It's fitting that the first sound heard on the new album from a San Francisco Bay area band conjures up images of a foghorn.


MARTIN: Then a cello begins to play, followed by flute and drums...


MARTIN: ...and strings...


MARTIN: ...and more...


MARTIN: "Beneath the Brine," the title cut from The Family Crest's latest release, builds and builds some more. Listed in the credits are four guitar players, 19 strings, 10 woodwinds, 11 horns, 12 percussionists and nearly 200 choir members and vocalists. The mastermind of this megaband is guitarist and lead singer Liam McCormick.


THE FAMILY CREST: (Singing) Oh, young love of mine, she sleeps beneath the vine. And all the sounds, the tick, the way you click up her heart against my spine...

MARTIN: Liam McCormick joins us from the studios of KQED in San Francisco. Liam, welcome to the program.

LIAM MCCORMICK: Thank you so much for having me.

MARTIN: Before all this, I understand, you were in other bands. You've been around. How did this particular project come to be?

MCCORMICK: Yeah. I was in a few other bands before this. And I had been in a band for about, Lord, four years, and my bass player, which at the time he was the guitar player of the band, we kind of became disillusioned with the project that we were working on mainly because it seemed like over the years the idea of being a rock star, fame seemed to be the primary goal. And it really was starting to come at the expense of the music, just try to get, like, the hit. For me, the best times musically that I've ever had have been collaborating with others. And when I say that, I don't necessarily even mean on stage. The thing that comes to mind is one of my best friends, Zack, and I used to drive around in my hometown in the middle of the country listening to our favorite bands, like Smashing Pumpkins, and singing at the top of our lungs. And Zack at the time was a little tone deaf. And it didn't really matter though because, you know, we're having this moment and enjoying it. And when we decided to do this project, we were like let's try to bring that in and show people that everyone can have a good time and be inherently musical on a record. So, we kind of put out Craigslist ads and asked various friends and really did not expect to get more than four people. Probably in my mind, I was like, well, I'll get Zack and that's about it.

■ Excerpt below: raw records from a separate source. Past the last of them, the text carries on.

PR #285, opened 2023-04-21
Effective samples

htjb:
# Description

Updating #284 to PR from branch rather than my master branch. Included test suggested by @lukashergt and updated failing tests where necessary. Copied the original PR description below.

Updated the `channel_capacity()` function to `effective_samples()` and added a `method` option which is defaulted to `channel' but allows users to calculate a Kish estimate of the effective number of samples given by

n_{eff} = \frac{(\sum_i w_i)^2}{\sum_i w_i^2}.

This was briefly mentioned in #280.

If anybody has a suggestion on how to test this bit of code that would be super helpful @williamjameshandley @AdamOrmondroyd @lukashergt?

# Checklist:


lukashergt:
How about going with this more general formulation dependent on a parameter `beta`?

```python
def effective_samples(w, beta=1):
    w = w / w.sum()
    if beta == 1:
        return np.exp(entropy(w))
    elif beta == np.inf:
        return 1 / np.max(w)
    else:
        return np.sum(w**beta)**(1/(1-beta))
```

For a nice overview, see: https://aakinshin.net/posts/huggins-roy-ess.

The channel capacity (or perplexity) method corresponds to `beta=1` and as such is a limiting case and hence singled out because of a division by zero error.

The Kish method corresponds to `beta=2`. 

`beta=np.inf` is singled out for the obvious reason that `np.inf` does not behave well and does not give the correct limit, here.

This formulation in terms of `beta` is nice in that it allows us to order the estimates: 
* For `beta1 < beta2` we have `Neff(beta1) > Neff(beta2)`. 
* `beta=1/2` gives a slightly larger `Neff` for when we want to be conservative. 
* `beta=np.inf` gives a smaller `Neff` for when we feel radical. 
* `beta=1` and `beta=2` are the good in-betweens.

htjb:
Sure I can have a look at this @williamjameshandley @lukashergt👍

htjb:
Hi @lukashergt @williamjameshandley, I updated the code to use the Hugins-Roy ESS as Lukas suggested. I changed beta to gamma to avoid confusion with thermodynamic beta (presuming they are different right?). It looked like one of the tests was failing locally too but I couldn't see how the changes I have made affected it.

AdamOrmondroyd:
>  It looked like one of the tests was failing locally too but I couldn't see how the changes I have made affected it.

Is it test_samples.py::test_mcmc_stats() which is failing to raise a `numpy.linalg.LinAlgError`? I am getting this locally too.

htjb:
@AdamOrmondroyd yep that's the one. Looks like it passed here though? Maybe a numpy version issue?

AdamOrmondroyd:
@htjb it also passes on CSD3, which is why I approved the PR which introduced this test (I was away from my laptop so CSD3 on my phone!). I've already had a play with numpy versions, and didn't come up with anything.

- it just occurred to me we're both mac users...

tests/test_utils.py
```diff
@@ -172,3 +174,11 @@ def test_p_values_from_sample():
...
     ks_results = insertion_p_value(ns.insertion[nlive:-nlive], nlive, batch=1)
     assert ks_results['p-value'] > 0.05
+
+
+@pytest.mark.parametrize('method', ['channel', 'kish'])
+def test_effective_samples(method):
+    w = np.ones(20)
+    assert effective_samples(w, method=method) == approx(20, rel=1e-6)
+    w[10:] = 1e-3
+    assert effective_samples(w, method=method) == approx(10, rel=1e-2)
```
lukashergt, line 184: Note, `gamma=0.5` leads to higher `n_eff` and will require either further reducing the `1e-3` and/or relaxing the relative error.

lukashergt, line 184: We should also append the test and check for what behaviour we expect in case there are zeros in `w`, e.g. follow up with the case:
```python
    w[15:] = 0
    ...
```
This would produce warnings and nans in `np.log`, but using scipy's `entropy` resolves that.

lukashergt (changes requested):
Thanks @htjb, some further suggestions inline.

Thanks @AdamOrmondroyd for #287 which will hopefully take care of the testing difficulties that mac users were experiencing.

anesthetic/utils.py
```diff
@@ -32,21 +32,66 @@ def logsumexp(a, axis=None, b=None, keepdims=False, return_sign=False):
...
+    if method == 'kish':
+        gamma = 2
+    elif method == 'channel':
+        gamma = 1
+
+    w = w / np.sum(w)
+    if gamma == 1:
+        with np.errstate(divide='ignore', invalid='ignore'):
+            H = np.nansum(np.log(w)*w)
+            return np.exp(-H)
```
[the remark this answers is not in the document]
htjb: When I use the `entropy` function the following test in `test_utils.py` fails

```python

def test_sample_compression_1d():
    np.random.seed(0)
    N = 10000
    x_ = np.random.rand(N)
    w_ = np.random.rand(N)
    n = 1000
    x, w = sample_compression_1d(x_, w_, n)
    assert len(x) == n
    assert len(w) == n
    assert np.isclose(w.sum(), w_.sum())

    x_ = np.random.rand(N)
    w_ = np.random.randn(N)
    x, w = sample_compression_1d(x_, w_, ncompress=True)
    assert len(w) <= N

```
Specifically, this bit

```python
x_ = np.random.rand(N)
w_ = np.random.randn(N)
x, w = sample_compression_1d(x_, w_, ncompress=True)
assert len(w) <= N
```
because the `entropy(w)` is evaluated as `-inf` giving 0.0 effective samples and throwing the following error 

```TypeError: expected a sequence of integers or a single integer, got '0.0'```

in the `np.choice` function in `sample_compression_1d()` in `utils.py`.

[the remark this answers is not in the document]
Comment (lukashergt) [reply anesthetic/utils.py:81]: Looks like we've got a bug in `test_sample_compression_1d`. 

The line
```python
    w_ = np.random.randn(N)
```
produces negative weights, but our weights (although not necessarily normalised) should be strictly positive...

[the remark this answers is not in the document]
htjb: How about replacing it with

`w_ = np.random.lognormal(1, 0.5, N)`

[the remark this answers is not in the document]
htjb: Hmm I get a similar error

`TypeError: expected a sequence of integers or a single integer, got '8828.14997708517'`

Should `ncompress` be an integer?

tests/test_utils.py
```diff
@@ -89,15 +91,15 @@ def test_sample_compression_1d():
     np.random.seed(0)
     N = 10000
     x_ = np.random.rand(N)
-    w_ = np.random.rand(N)
+    w_ = np.random.randn(N)
```
lukashergt, line 94: Why the normally distributed weights, here? This will produce negative weights...

anesthetic/utils.py
```diff
@@ -378,15 +414,15 @@ def sample_compression_1d(x, w=None, ncompress=True):
     if ncompress is False:
         return x, w
     elif ncompress is True:
-        ncompress = channel_capacity(w)
+        ncompress = effective_samples(w)
```
lukashergt, line 417: We should propagate the `gamma` kwarg to the various functions and methods that call `effective_samples`.

anesthetic/utils.py
```diff
@@ -378,15 +414,15 @@ def sample_compression_1d(x, w=None, ncompress=True):
...
     x = np.array(x)
     if w is None:
         w = np.ones_like(x)
     w = np.array(w)
 
     # Select inner samples for triangulation
     if len(x) > ncompress:
-        x_ = np.random.choice(x, size=ncompress, replace=False)
+        x_ = np.random.choice(x, size=int(ncompress), replace=False)
```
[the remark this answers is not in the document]
htjb: I'm not sure... the `np.random.choice` definitely needs an integer input...

tests/test_utils.py
htjb: I'll change it to the same log normal distribution used later on in the function.

htjb:
@lukashergt How is this looking?

tests/test_utils.py
lukashergt: Why change it at all? I'd rather keep tests as is, unless there is a bug...

anesthetic/utils.py
```diff
@@ -58,7 +94,7 @@ def compress_weights(w, u=None, ncompress=True):
         w = np.ones_like(u)
 
     if ncompress is True:
-        ncompress = channel_capacity(w)
+        ncompress = effective_samples(w, gamma=gamma)
     elif ncompress is False:
         return w
```
lukashergt, line 99: Hmm, do you reckon there could be a way of combining `ncompress` and `gamma` into one? 

E.g.
```python
if ncompress is True or isinstance(ncompress, str):
    ncompress = effective_samples(w, gamma=ncompress)
```

Then `effective_samples` would need to map `gamma=True` to `gamma=1`. Maybe we can expand the `gamma` string options to also work for `'1'`, `'2'` etc.?
```python
elif isinstance(gamma, str):
    gamma = float(gamma)
```

Or am I overcomplicating this? 

The thing is, `gamma` (or `ncompress` in its place) should be propagated all the way to `plot.py`. However, in `plot.py` a kwarg `gamma` will be very opaque, whereas for the already existing kwarg `ncompress` it is clearer what it is for and it essentially plays the same role as `gamma` in determining the number of samples after compression...

anesthetic/utils.py
```diff
@@ -58,7 +94,7 @@ def compress_weights(w, u=None, ncompress=True):
         w = np.ones_like(u)
 
     if ncompress is True:
-        ncompress = channel_capacity(w)
+        ncompress = effective_samples(w)
```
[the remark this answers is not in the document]
lukashergt: Also the functions that then call `compress_weights` all the way up. But see also my comment of possibly combining `ncompress` and `gamma`.

lukashergt:
> @lukashergt How is this looking?

Sorry, didn't realise this was ready for review. Feel free to press `Re-request review` when you are done with modifications and would like me to take a look. I'll try to be faster in my reaction.

anesthetic/utils.py
williamjameshandley: I think this could work, but the difference between `ncompress='2'` and `ncompress=2` is equally hard to parse. Perhaps calling it `strategy` or some synonym for compression strategy in this function, and let the real experts pass through `ncompress='0.5'` at the `plot.py` level.

I dislike `gamma`, and would prefer `beta` (since it is the same flavour as a thermodynamic beta).

williamjameshandley: In this instance I was suggesting changing `ncompress` to `strategy` in the `compress_weights` function, but leaving it as `ncompress` higher up.

Another convention would be using negative values for ncompress instead of strings.

This would however be a substantial breaking change, in that at the moment negative values indicate equal weighting (this could swap to ncompress=True, which currently codes for compressing to the channel capacity).

lukashergt: > In this instance I was suggesting changing `ncompress` to `strategy` in the `compress_weights` function, but leaving it as `ncompress` higher up.

Ah ok, so `strategy` instead of `ncompress` to be more descriptive. That works for me, I just want to avoid two potentially conflicting kwargs.

> Another convention would be using negative values for ncompress instead of strings.

What I like about the string option is that it fits to the two string options which we already have, `beta='entropy'` and `beta='kish'`.

> This would however be a substantial breaking change, in that at the moment negative values indicate equal weighting (this could swap to ncompress=True, which currently codes for compressing to the channel capacity).

`samples.compress(ncompress='entropy')` will also result in equally weighted samples, right? Only for `ncompress=-1` it is ensured that each sample point will be unique, right?

tests/test_utils.py
htjb: I changed it to `w_ = np.random.lognormal(1, 0.5, N)` since `np.random.randn` will give you negative weights and these are unphysical, right? Would you ever draw a sample with a negative weight?

anesthetic/utils.py
htjb: I'm a bit unclear on the outcome of this discussion @williamjameshandley @lukashergt? 

You want `ncompress` changed to `strategy` in `compress_weights` function but `ncompress` left as `ncompress` everywhere else. But then you also want to replace `gamma` with `ncompress` and for `ncompress` to take on numerical positive values and also 'kish', 'entropy' and things like '0.5' etc?

anesthetic/utils.py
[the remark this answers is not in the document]
htjb: Same as above.

tests/test_utils.py
lukashergt: But why change it to `randn` in the first place? Why not leave it as `rand`?

anesthetic/utils.py
lukashergt: Yes, apologies, that was probably a bit difficult to follow. I have pushed the changes that I had in mind in commits https://github.com/handley-lab/anesthetic/pull/285/commits/1c71f772fea0e2325626c359d19549ea71f3c49f through https://github.com/handley-lab/anesthetic/pull/285/commits/c6fc942c544511cf215484804434b919b1047f86. Would be good for someone to have a look through that to make sure things make sense.

I've left the `ncompress` kwarg in `compress_weights` as is for now. I don't actually expect `compress_weights` to be used much on its own. It is mostly there to be called from `WeightedDataFrame.compress` where the docstring for `ncompress` works well, I think. But feel free to change to `strategy` or `degree` if you still think that would be better.

lukashergt:
With this new `effective_samples` functionality, it might be worth thinking over some of our `ncompress` defaults.

Currently we use the following defaults:
* `ncompress=False` in `kde_plot_1d`: this is fine, since `nplot_1d` ensures that should be speedy enough.
* `ncompress=1000` in `kde_plot_2d`: I'm thinking that we could maybe change this to `ncompress='inf'`, which is the minimal number of effective samples according to the Huggins & Roy formula. Thus it is less arbitrary than 1000, has a better chance of not missing any relevant weights, while still trying to keep the number low for things to be speedy enough...
* `ncompress=True` in `scatter_plot_2d`: this is the same as `ncompress='entropy'='1'`. For the scatter plot this is probably more than we usually want, so here a change to `ncompress='inf'` might be good, too...

Thoughts?

williamjameshandley (changes requested):
> With this new `effective_samples` functionality, it might be worth thinking over some of our `ncompress` defaults.
> 
> Currently we use the following defaults:
> 
> * `ncompress=False` in `kde_plot_1d`: this is fine, since `nplot_1d` ensures that should be speedy enough.
> * `ncompress=1000` in `kde_plot_2d`: I'm thinking that we could maybe change this to `ncompress='inf'`, which is the minimal number of effective samples according to the Huggins & Roy formula. Thus it is less arbitrary than 1000, has a better chance of not missing any relevant weights, while still trying to keep the number low for things to be speedy enough...
> * `ncompress=True` in `scatter_plot_2d`: this is the same as `ncompress='entropy'='1'`. For the scatter plot this is probably more than we usually want, so here a change to `ncompress='inf'` might be good, too...
> 
> Thoughts?

I agree this is the time to address this, and those defaults seem very reasonable

`ncompress='inf'` is now equivalent to `ncompress=-1`. Could we deprecate the latter, which is a rather unintuitive interface?

anesthetic/utils.py
```diff
@@ -32,21 +32,61 @@ def logsumexp(a, axis=None, b=None, keepdims=False, return_sign=False):
...
+        .. math::
+
+            N = \frac{(\sum_i w_i)^2}{\sum_i w_i^2}
     """
-    with np.errstate(divide='ignore', invalid='ignore'):
-        W = np.array(w)/sum(w)
-        H = np.nansum(np.log(W)*W)
-        return np.exp(-H)
+    w = w / np.sum(w)
+    if beta == 1 or beta == '1' or beta == '1.0' or beta == 'entropy':
```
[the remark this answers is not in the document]
lukashergt: Changed to 
```python
    if beta == 'entropy' or beta != 'kish' and str(float(beta)) == '1.0':
```
in https://github.com/handley-lab/anesthetic/pull/285/commits/8b5ae3322e4e628a0d9b8e40d18270c9bbbded91. Thanks to lazy evaluation this actually works.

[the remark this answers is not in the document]
williamjameshandley: Nice

williamjameshandley:
OK, I've made a couple of changes. (a) `effective_samples`->`neff`. This is more consistent with the rest of the code, and a more informative name (effective_samples is actually incorrect, since it is the number of effective samples).
(b) I've changed `ncompress=-1` to be `ncompress='inf'` or `ncompress='equal'`.

With these changes I'm happy for this to be merged.

williamjameshandley (approved):

williamjameshandley (approved):

tests/test_utils.py
htjb: Hmm I can't remember why I changed it... I have rolled it back to the `rand` function.

lukashergt (approved):
> (b) I've changed `ncompress=-1` to be `ncompress='inf'` or `ncompress='equal'`.

It's really neat how this is now part of `neff`. 

I've implemented the default changes discussed above and simplified/cleaned up the docstring for `neff` a bit.

Happy for this to be squashed and merged now. Many thanks @htjb!

htjb:
Great, thanks @lukashergt and @williamjameshandley for the help with this one! 

@lukashergt It looks like some of the tests are failing? Maybe pandas related?

htjb:
@lukashergt I had a flick through the output for the failed conda test and compared it to the master branch. I couldn't see many differences but on the master branch conda installed pandas=1.5.3 whereas here it installed 2.0.2? Is this branch ahead/behind the master? Maybe the matplotlib version requirement is being overwritten by the requirement of a different package like pandas?

AdamOrmondroyd:
anesthetic now requires pandas>=2.0 (see #292), good spot @htjb. It is worrying that the master branch test used 1.5.3...

htjb:
> anesthetic now requires pandas>=2.0 (see #292), good spot @htjb. It is worrying that the master branch test used 1.5.3...

@AdamOrmondroyd its probably worth somebody double-checking I have read the output of the test properly!

AdamOrmondroyd:
I've just spotted that in the conda CI it installs pandas twice, once with scipy, numpy and matplotlib, then once again specifying >=2.0.0

htjb:
@AdamOrmondroyd Ahh yes I missed that! Perhaps pandas isn't the culprit here hahaa.

lukashergt:
>> @lukashergt I had a flick through the output for the failed conda test and compared it to the master branch. I couldn't see many differences but on the master branch conda installed pandas=1.5.3 whereas here it installed 2.0.2? Is this branch ahead/behind the master? Maybe the matplotlib version requirement is being overwritten by the requirement of a different package like pandas?
> 
> I've just spotted that in the conda CI it installs pandas twice, once with scipy, numpy and matplotlib, then once again specifying >=2.0.0

Yes, the last pandas install is the one that matters, which is forced to be >=2 for both master and PR tests: 

```yaml
      - name: Install dependencies
        shell: bash -l {0}
        run: |
          conda config --append channels conda-forge
          conda install pytest pytest-cov
          conda install scipy numpy pandas matplotlib
          conda install 'pandas>=2.0.0'
```

The curious difference between master and PR tests is that the line
```yaml
          conda install scipy numpy pandas matplotlib
```
installs different versions between master and PR tests. As far as I can tell the too low matplotlib version in the PR tests is the problem...

AdamOrmondroyd:
I'm checking what happens if pandas is removed from the first conda install in #295, hopefully it's as simple as that

appetrosyan:
@AdamOrmondroyd 

I have yet to find people that like conda, even among people who are actively working on it. In all fairness, the whole Python ecosystem has no better answer and that is an inherent limitation.

lukashergt:
> @lukashergt, with the changes to the default number of samples there is [one line](https://app.codecov.io/gh/handley-lab/anesthetic/pull/285/indirect-changes#7ebf6efb63f35c9c91ea4bda421bae01-R398) which is no-longer covered. We'll need an extra test with large compression to catch this.

Done in https://github.com/handley-lab/anesthetic/pull/285/commits/d790153fff4cef6baf6caecec8edff9fd7cf6811.

williamjameshandley (approved):

lukashergt (approved):
@htjb, looks like this is finally ready. Please feel free to squash and merge.

htjb:
Nice, thanks for the help! 😄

MCCORMICK: And we ended up getting this outpouring of about 100 people, I think, maybe a little over 100, and it was really humbling to work with so many amazing people.


MARTIN: It's huge now. There are over 400 of these so-called extended family members that make up The Family Crest, right?

MCCORMICK: Yeah. We have an open door policy, so pretty much anyone that plays anything or doesn't play anything, if they want to learn to bang on a drum or if they sing in the shower at home, those are the people that I actually want reaching out to us so they could have these experiences.

MARTIN: So, you're telling me that really you don't turn anyone away.

MCCORMICK: No, not at all.

MARTIN: Wow. You have to be honest with me. Really, even people who potentially could make your sound sound bad because they perhaps cannot carry a tune to save their life?

MCCORMICK: There's a very interesting thing that happens when you put a group of people together to sing. Generally, speaking, a lot of the vocalists you see on the record are put into giant choirs. And when we're training these people, it's not like we, OK, we play a song and here you go, sing it. You know, we go over it probably 10 to 20 times with a group of people.


CREST: (Singing) Singing out whoa, whoa, oh, oh...

MCCORMICK: And when you repeat this over and over, it's essentially almost like mantra-ing something.


CREST: (Singing) Oh, oh...

MCCORMICK: The body kind of synchs up with everyone around you. The voice is just another body part. It's just another muscle. And it seems to sink in. So, it's very, very rare that we don't get one take that is flawless.


MARTIN: When you go to record this group on something, does the recording happen in one studio and everyone comes together in one place, or are you recording different parts, different people all over the country and mixing it all together later?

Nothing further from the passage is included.